■ TASK PROMPT
Copy each line below in which the string "variables" appears.

■ GIVEN INFORMATION
PR #181, opened 2021-04-15
Update some environment variables to be decrypted in serverless config

chubberlisk:

After deploying to Mosaic-Production, it was noticed that the environment variables for the MongoDB Lambda were not decrypted which meant that the values weren't as we expected and the Lambda can't connect to the MongoDB.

■ RESPONSE AREA
Update some environment variables to be decrypted in serverless config
After deploying to Mosaic-Production, it was noticed that the environment variables for the MongoDB Lambda were not decrypted which meant that the values weren't as we expected and the Lambda can't connect to the MongoDB.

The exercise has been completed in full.